Dr Sam Costello and Dr Robert Bryant, who says they ‘are always after more premium stool’

Dr Sam Costello and Dr Robert Bryant, who says they ‘are always after more premium stool’. Photograph: Kelly Barnes

There is a potential risk for disease transmission with faecal transplants, which is why donors are so heavily screened. But other risk factors also exist.

“There’s evidence from animal studies that you can transmit a tendency to obesity with faecal transplant,” Bryant says. “Although these studies were only conducted in mice, it’s not well shown in humans, but we believe that there may be a risk of transferring metabolic problems such as obesity with FMT.”

The average FMT treatment requires 50g of faeces to perform and the average faeces donation is around 100g. The clinic encourages donors to bring their donation in as fresh as possible – on the way to work, for example.

“Also,” Bryant says, “We have a wonderful, squeaky clean toilet here at the stool bank and are always after more premium stool.”

After the rigorous screening process, donors are paid $25 for every poo they drop off to be further screened for use as medicine.

Dr Craig Haifer is a Sydney-based gastroenterologist who is researching for his PhD whether FMT in pill form will be effective treatment for patients with inflammatory bowel disease. Unlike C diff, inflammatory bowel disease is chronic, and affects people mainly in their 20s and 30s, setting them up for future health issues.

He is doing one of thousands of studies around the world in FMT and is also hoping to set up a list of guidelines for the use of faecal transplants in Australia, as the service continues to grow.

“Australia’s a bit of a world leader when it comes to FMT,” Haifer says. “The field is moving so rapidly.

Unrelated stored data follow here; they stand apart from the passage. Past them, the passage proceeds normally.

PR #1142, opened 2026-08-06
feat(design-craft): machine-derived award-tier verdict on BENCHMARK output

chadjw:
## What

Adds a machine-derived **award-tier verdict** (`awardBar`) to the design-craft BENCHMARK output. Every `BenchmarkScore` now carries:

```ts
awardBar: {
  verdict: 'cleared' | 'not-cleared' | 'indeterminate';
  dimensions: Record<RadarDimensionName, { score; floor; cleared }>;
  shortfalls: RadarDimensionName[];
  reason?: string;
}
```

computed in **TypeScript, never emitted by the LLM** — the authority-in-TS pattern used by `outcome-eval` / `acceptance-eval`. This replaces free-hand "is this good enough? ~82" judgment with an honest, corpus-calibrated machine signal downstream agents can read directly.

## Why

A consuming project reported `awardBar` was "false on everything." Investigation found two things:

1. **The MarketingPage exemplar corpus already exists here** (9 exemplars, `CRAFT-B009–B017`, ADR 0082). A project that "lacks the corpus" is running a **stale installed `@harness-engineering/cli`** — the fix there is `npm update`, not code.
2. **`awardBar` existed nowhere in the product.** BENCHMARK emitted a 0–100 radar + `min(confidence)` + narrative gaps, but no pass/fail verdict. That gap is what this PR closes.

## How it's computed

- **Per-dimension, not a single overall threshold.** ADR 0082 diagnosed pages scoring 88–94 *overall* while carrying template tells — an equal-weight mean hides the weak axis. Each of the 5 radar dimensions must clear its own floor, so the verdict fails on the exact axis that's weak (ADR 0019).
- **Hybrid exemplar-relative floor:** per dimension, `floor = max(dimensionFloor, round(fraction × median(cited-exemplar references)))`. The corpus defines the bar (no magic number); the config floor stops it eroding; the **median** makes it robust to one weak exemplar.
- **Low confidence forces `indeterminate`** — a high score the model is unsure about must never certify award tier.
- Tunable via `design.craft.benchmark.awardBar` (`dimensionFloor` 80, `fraction` 0.95, `confidenceFloor` medium); omit for defaults.

## Scope note

There is no markdown renderer for BENCHMARK scores anywhere in the codebase, so the verdict is surfaced on the **structured** output (`DesignCraftOutput.scores[].awardBar`) — the machine-consumable surface agents read. Markdown rendering is deferred until a benchmark-score report surface exists (YAGNI).

## Changes

- New pure module `design-craft/phases/award-bar.ts` (`computeAwardBar` + config resolver)
- Schema: `AwardBar` / `AwardVerdict` / `AwardBarDimension` + `awardBar` on `BenchmarkScore`
- Wired through `runBenchmark` / `buildScore` and the MCP pipeline (reads `harness.config.json` defensively; falls back to defaults)
- Config: `design.craft.benchmark.awardBar`
- `CONFIDENCE_RANK` hoisted to the canonical `shared/craft/findings/axes.ts` (reused by benchmark + award-bar)
- ADR 0084; SKILL.md BENCHMARK step across all 4 client copies

## Verification

`tsc` 0 · 73 design-craft tests pass · `eslint src` clean · prettier clean · changeset included. Independent `harness-code-reviewer` pass: **approved**, no critical/important findings.

Spec: `docs/changes/design-craft-award-bar/proposal.md` · ADR: `docs/knowledge/decisions/0084-award-bar-machine-verdict-on-benchmark.md`


chadjw:
Feedback from the consuming side (the `iv-demo` prospect-site fleet that reported "`awardBar` false on everything") — two confirmations and one gap worth weighing before this lands.

**1. The stale-CLI diagnosis is correct.** Confirmed from the consuming environment: the installed `@harness-engineering/cli` is `10.2.0`, and its `dist/` carries neither the MarketingPage exemplar corpus (`CRAFT-B01x`) nor an award-bar module. So "false on everything" really was a stale install, not a scoring bug — `npm update` is the fix, exactly as the "Why" says. The authority-in-TS, per-dimension-floor approach here is the right shape for what we needed.

**2. A live case for the core thesis.** We just ran a hand-audit over this fleet, and it's strong evidence for why a corpus-calibrated machine verdict beats free-hand "~82, good enough": demos that were **structurally clean** (grep-clean tokens, balanced tags, live 200, correct content-types) still failed on rendered inspection. Heuristic/structural pass ≠ award tier — which is precisely the judgment this PR is trying to make honest.

**3. Gap: the verdict has no responsive/mobile dimension.** The 5 radar dimensions are aesthetic (concept-coherence, composition, surface-texture, typography, hierarchy-clarity) — none captures mobile. In our audit, **~10 of 14 built demos carried award-tier-fatal mobile defects** — a nav that `display:none`d to nothing with no hamburger (unreachable on a phone), or 21–75px of horizontal overflow — and **every one of those would clear all five current dimensions**. So a machine `awardBar: cleared` can still certify a page that's broken on the device where it's actually opened.

Recommendation: either (a) add a `responsive` dimension to the corpus + floor computation, or (b) explicitly scope `awardBar` in the schema/docs as **desktop aesthetic clearance, not a mobile/responsiveness gate**, so downstream agents don't read `cleared` as "ship-ready on mobile." Option (b) is cheap and honest today; (a) is the fuller fix once there are mobile exemplars to calibrate against.

Nothing here blocks the PR — the machine verdict is a clear improvement over the status quo. Flagging the mobile dimension so `cleared` doesn't over-promise.

chadjw:
Thanks — the mobile evidence is exactly the kind of thing the machine verdict exists to stop over-promising, so I don't want `cleared` quietly certifying a phone-broken page.

Took **option (b)** now, deferred **(a)**:

- **(a) a `responsive` dimension** can't be done honestly today. It needs a sixth radar axis in the LLM prompt *and* a calibrated `responsive` reference on all 17 exemplars — and there are no mobile-audited exemplars to calibrate against. Adding the axis with invented reference scores would fabricate a bar instead of deriving one from the corpus, which breaks the exemplar-relative principle (D2). So it's deferred, not declined, and named as a gated future increment.
- **(b) explicit scoping** is in as of `14bc00ac7`. `awardBar` is now documented as **desktop aesthetic clearance, not a mobile/responsiveness gate** in three places downstream actually reads:
  - the schema type (`AwardBar` doc comment) — a `SCOPE` paragraph stating a page can clear every dimension while carrying award-tier-fatal mobile defects, and that `cleared` must not be read as "ship-ready on mobile";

We’ll use it down the track in some way or form a lot more than we do now, so it’s a pretty exciting area.”

The need for FMT to treat C diff alone is rapidly expanding with our ageing population and the medical world’s use of antibiotics.

So it’s no surprise that 12 months after her first “poo transplant”, Wortmeyer found herself with another flare-up of the bacteria.

“I was all fine for a good 12 months, then had to go back to hospital with chest infection,” Wortmeyer says.

Multiple rounds of antibiotics saw the C diff return to her and the bowel problems returned.

“I had another poo transplant,” she says. “The second time, it took about a week before it settled again.”

She hopes another round of antibiotics won’t bring it back but cannot believe how unknown the procedure is, especially as it has been so instantly effective for her.

“When I had my first poo transplant, which wasn’t that long ago, it was amazing how many doctors didn’t even know about it,” she says.